Is the order of items in a hash_map/unordered_map

2020-02-15 07:25发布

问题:

Is it guaranteed that when a hash_map/unordered_map is loaded with the same items, they will have the same order when iterated? Basically I have a hashmap which I load from a file, and from which I periodically feed a limited number of items to a routine, after which I free the hashmap. After the items are consumed, I re-load the same file to the hashmap and want to get the next batch of items after the point where I stopped the previous time. The point at which I stop would be identified by the key.

回答1:

Technically no, they are not guaranteed to be in any particular order.

In practice however, given that you use deterministic hash function, what you want to do should be fine.

consider

std::string name;
std::string value;

std::unordered_map <std::string, std::string> map1;
std::unordered_map <std::string, std::string> map2;

while (read_pair (name, value))
{
    map1[name] = value;
    map2[name] = value;
}

you can reasonably expect that name-value pairs in map1 and map2 go in the same order.



回答2:

No, you cannot safely do this. Firstly, it's not guaranteed by the standard, but even if you ignore the standard and look at real implementations, it is a bad idea.

Most hash table structures are not history independent. That is: the state of the hash table depends not only on what items it contains, but also what order they were inserted.

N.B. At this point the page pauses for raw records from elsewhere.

Issue #275, opened 2023-07-07
Schema converters: add caching of the schema object to improve performance in 10x times


gorbenkoya:
**Good day, I have found major issue related to performance of the jsonschema-kafkaconnect-converter and probably other converters** 

In the company where I work we use it as part of our KC S3 Parquet connector setup to write millions of files into S3 in parquet format with the schema located in the Glue registry. 
After initial deployment of KC Parquet connector we have noticed it's incredibly slow, writing only a few thousand records per minute, adding connector workers and KC nodes didn't help a lot. 
After several back and forth I have find out they cause of such slowness. The problem lives in the schema caching which is currently done, but on the very basic level, it's cached as String. It means that for every incoming record schema should be constructed from String to the Schema object by the following lines of code:
 
`   JSONObject jsonSchemaObject = new JSONObject(jsonSchemaString);
            jsonSchema = SchemaLoader.builder()
                   .schemaJson(jsonSchemaObject)
                    .build()
                   .load()
                    .build();`  

This schema construction operation is incredibly heavy, so it slows down converter so much. 
As the solution I have added caching for the top level schema object. 

**As the result overall performance of the connector has been increased in 10-20 times!** 
  
Please see proposed fix in the attachment. 
Please review other converters for the similar issue and fix it.    

[JsonSchemaConverter_PerformanceX10.diff.txt](https://github.com/awslabs/aws-glue-schema-registry/files/11986670/JsonSchemaConverter_PerformanceX10.diff.txt)

blacktooth:
Thanks for raising this isse! We will analyze the findings and see if it can be incorporated into the code base. If we decide to proceed, would you be willing to submit a PR?

djchapm:
We're seeing slow cache performance as well just using the aws sdk, same issue?  

Any updates?

PR #528, opened 2026-07-03
Cache parsed Avro Schema to fix performance issue (fixes #478)

### LINKED ISSUE #478: Glue schema Avro serdes - performance issue (Kafka Connect & Flink)
We are reporting serious performance degradation with usage of Glue Schema Registry Avro serializer / deserializer.
Observed for: Flink and Kafka Connect implementations.

Points in code where we have detected issues:
Kafka Connect:
* [https://github.com/awslabs/aws-glue-schema-registry/blob/master/avro-kafkaconnect-converter/src/main/java/com/amazonaws/services/schemaregistry/kafkaconnect/AWSKafkaAvroConverter.java#L165 ](https://github.com/awslabs/aws-glue-schema-registry/blob/master/avro-kafkaconnect-converter/src/main/java/com/amazonaws/services/schemaregistry/kafkaconnect/AWSKafkaAvroConverter.java#L165)

Flink:
* [https://github.com/awslabs/aws-glue-schema-registry/blob/master/avro-flink-serde/src/main/java/com/amazonaws/services/schemaregistry/flink/avro/GlueSchemaRegistryInputStreamDeserializer.java#L74 ](https://github.com/awslabs/aws-glue-schema-registry/blob/master/avro-flink-serde/src/main/java/com/amazonaws/services/schemaregistry/flink/avro/GlueSchemaRegistryInputStreamDeserializer.java#L74)

Doing the schema parsing from String to the object: org.apache.avro.Schema for every processing event is very expensive operation, and it is root cause of performance problems.
We have measured and proved major performance improvement (3,5 - 4 times faster processing) with exclusion of schema parsing from String.
Apart of gain the processing speed the CPU allocation is significantly lower (and saving the costs).

awsmasudur:
## Summary
Adds a ConcurrentHashMap cache for parsed `org.apache.avro.Schema` objects in the Flink and Kafka Connect Avro deserializers. This avoids calling `Schema.Parser().parse()` on every event, which was identified as a 3.5-4x performance bottleneck in #478.

## Changes
- **avro-flink-serde**: `GlueSchemaRegistryInputStreamDeserializer` now caches parsed schemas keyed by schema definition string
- **avro-kafkaconnect-converter**: `AWSKafkaAvroConverter` now caches parsed schemas keyed by schema definition string

## Testing
- All existing unit tests pass (22 tests in avro-kafkaconnect-converter, 20 tests in avro-flink-serde)
- No API changes, drop-in behavioral improvement

Fixes #478

### DIFF
--- a/avro-flink-serde/src/main/java/com/amazonaws/services/schemaregistry/flink/avro/GlueSchemaRegistryInputStreamDeserializer.java
+++ b/avro-flink-serde/src/main/java/com/amazonaws/services/schemaregistry/flink/avro/GlueSchemaRegistryInputStreamDeserializer.java
@@ -27,6 +27,7 @@ import software.amazon.awssdk.auth.credentials.DefaultCredentialsProvider;
 import java.io.IOException;
 import java.io.InputStream;
 import java.util.Map;
+import java.util.concurrent.ConcurrentHashMap;
 
 
 /**
@@ -35,6 +36,7 @@ import java.util.Map;
  */
 public class GlueSchemaRegistryInputStreamDeserializer {
     private final GlueSchemaRegistryDeserializationFacade glueSchemaRegistryDeserializationFacade;
+    private final ConcurrentHashMap<String, Schema> parsedSchemaCache = new ConcurrentHashMap<>();
 
     /**
      * Constructor accepts configuration map for AWS Deserializer
@@ -69,13 +71,14 @@ public class GlueSchemaRegistryInputStreamDeserializer {
         byte[] deserializedBytes = glueSchemaRegistryDeserializationFacade.getActualData(inputBytes);
         mutableByteArrayInputStream.setBuffer(deserializedBytes);
 
-        Schema schema;
-        try {
-            schema = (new Schema.Parser()).parse(schemaDefinition);
-        } catch (SchemaParseException e) {
-            String message = "Error occurred while parsing schema, see inner exception for details.";
-            throw new AWSSchemaRegistryException(message, e);
-        }
+        Schema schema = parsedSchemaCache.computeIfAbsent(schemaDefinition, schemaDef -> {
+            try {
+                return (new Schema.Parser()).parse(schemaDef);
+            } catch (SchemaParseException e) {
+                String message = "Error occurred while parsing schema, see inner exception for details.";
+                throw new AWSSchemaRegistryException(message, e);
+            }
+        });
 
         return schema;
     }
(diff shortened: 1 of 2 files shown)


knoxy5467:
How does this interact with the existing caching behavior?

avro-flink-serde/src/main/java/com/amazonaws/services/schemaregistry/flink/avro/GlueSchemaRegistryInputStreamDeserializer.java
```diff
@@ -69,13 +71,14 @@ public Schema getSchemaAndDeserializedStream(InputStream in) throws IOException
...
         mutableByteArrayInputStream.setBuffer(deserializedBytes);
 
-        Schema schema;
-        try {
-            schema = (new Schema.Parser()).parse(schemaDefinition);
-        } catch (SchemaParseException e) {
-            String message = "Error occurred while parsing schema, see inner exception for details.";
-            throw new AWSSchemaRegistryException(message, e);
-        }
+        Schema schema = parsedSchemaCache.computeIfAbsent(schemaDefinition, schemaDef -> {
```
michalklempa, line 74: This uses the whole schemaDefinition as a key into HashMap. That might be next performance bottleneck. But.

It is much easier to see if this happens or not, when the implementation does not use the schemaString as a [key into hashmap](https://github.com/confluentinc/schema-registry/blob/v7.7.5/client/src/main/java/io/confluent/kafka/schemaregistry/client/CachedSchemaRegistryClient.java#L488)

Unfortunately in 8.x branch on Confluent schema-registry client, it is a bit more complicated and hidden in a [2 level caching, and using the content as the key](https://github.com/confluentinc/schema-registry/blob/v8.3.1-40/client/src/main/java/io/confluent/kafka/schemaregistry/client/CachedSchemaRegistryClient.java#L613
).

But it relies on the first cache by id to return the same string instance each time so it literally relies on JDK implementation caching the String instance [hash code](https://github.com/openjdk/jdk/blob/master/src/java.base/share/classes/java/lang/String.java#L2788)
The schemaDefinition is already cached in Facade first-level UUID -> Schema cache.

Now this implementation seems to do something similar, first-level cache is in Facade storing the String instance and here we rely on hashCode of the String to be cached inside String instance therefore using the large schema String as a key might be OK.

There are no tests proving/disproving neither performance tests.
Have we checked this at least using debugging?

michalklempa:
> How does this interact with the existing caching behavior?

I do [believe](https://github.com/awslabs/aws-glue-schema-registry/pull/528/changes#r3585621018) that it actually silently relies on existing caching mechanism. More tests might be needed.

jvdadda:
Hi @awsmasudur, thanks for this one: it pinned down exactly the right hot spot for #478 and #275. While it waits here, we carried it into our maintained fork of the Java library (Kotlin sources, same packages and configuration keys) in https://github.com/mobsuccess-devops/aws-glue-schema-registry/pull/91. It is available in the latest published release, currently 4.0.0, on Maven Central as `com.mobsuccess:schema-registry-kafkaconnect-converter` and `com.mobsuccess:schema-registry-flink-serde`.

On @knoxy5467's question, as we understood it: the registry lookup and its existing cache are untouched (`getSchemaDefinition` is still called for every record, and a test asserts that), and only the `Schema.Parser().parse()` step is memoised, in a bounded Guava cache of 100 entries, the same bound the datum reader/writer caches already use, rather than an unbounded map. Measured in isolation the parse costs about 200x the cache hit, so the gain grows with schema size.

Here is a concrete example:

#include <unordered_map>
#include <string>
#include <iostream>

static const char* const NAMES[] = {
    "joe",
    "bob",
    "alexander",
    "warren",
    "paul",
    "michael",
    "george",
    "david",
    "peter"
};
static const int NAME_COUNT = sizeof(NAMES)/sizeof(NAMES[0]);

static void print_umap(const std::unordered_map<std::string, int>& m) {
    for (const auto& item : m) {
        std::cout << "  " << item.first << "\n";
    }
}

int main(void) {
    std::unordered_map<std::string, int> a;
    std::unordered_map<std::string, int> b;
    std::unordered_map<std::string, int> c;

    for (int i = 0; i < NAME_COUNT; ++i) {
        a[NAMES[i]] = 0;
        b[NAMES[NAME_COUNT - 1 - i]] = 0;
    }

    for (const auto& item : a) {
        c[item.first] = 0;
    }

    std::cout << "a:\n";
    print_umap(a);
    std::cout << "\n\nb:\n";
    print_umap(b);
    std::cout << "\n\nc:\n";
    print_umap(c);
    return 0;
}

When I build this using clang and the libc++ implementation of the C++ standard library, I get the following output:

a:
  peter
  george
  michael
  david
  paul
  bob
  warren
  alexander
  joe


b:
  joe
  alexander
  bob
  warren
  david
  paul
  michael
  george
  peter


c:
  joe
  alexander
  warren
  bob
  paul
  david
  michael
  george
  peter

Note that the order is different in every case. This is not at all unusual for hash tables.